PR #597, opened 2022-04-08
Add/remove indices when adding/removing GBs

loeswerkman:
From now on, when a new genome build is added, a new index will be built for the new position fields, and this index will be removed again when the build is removed.

Related to #550.

### DIFF
--- a/src/genome_builds.php
+++ b/src/genome_builds.php
@@ -167,7 +167,14 @@ if (PATH_COUNT == 1 && ACTION == 'add') {
                 }
 
                 if ($bToAdd) {
-                    $_DB->query(rtrim($sSQL, ','));
+                    $_DB->query(
+                        ($sTable != TABLE_VARIANTS?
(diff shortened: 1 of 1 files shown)


src/genome_builds.php
```diff
@@ -167,7 +167,14 @@
...
 
                 if ($bToAdd) {
-                    $_DB->query(rtrim($sSQL, ','));
+                    $_DB->query(
+                        ($sTable != TABLE_VARIANTS?
+                            rtrim($sSQL, ',') :
+                            $sSQL .
+                            ' ADD INDEX (chromosome, position_g_start_' . $_POST['column_suffix'] .
+                            ', position_g_end_' . $_POST['column_suffix'] . ')'
+                        )
```
ifokkema, line 176: I think it's a bit more readable to make this into a "normal" `if()`, run before the `$_DB->query()` command.

ifokkema (approved):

++++++++

### Your instructions
From the preceding records, count the lines where "this" occurs and reply with the number only.

### Answer below
2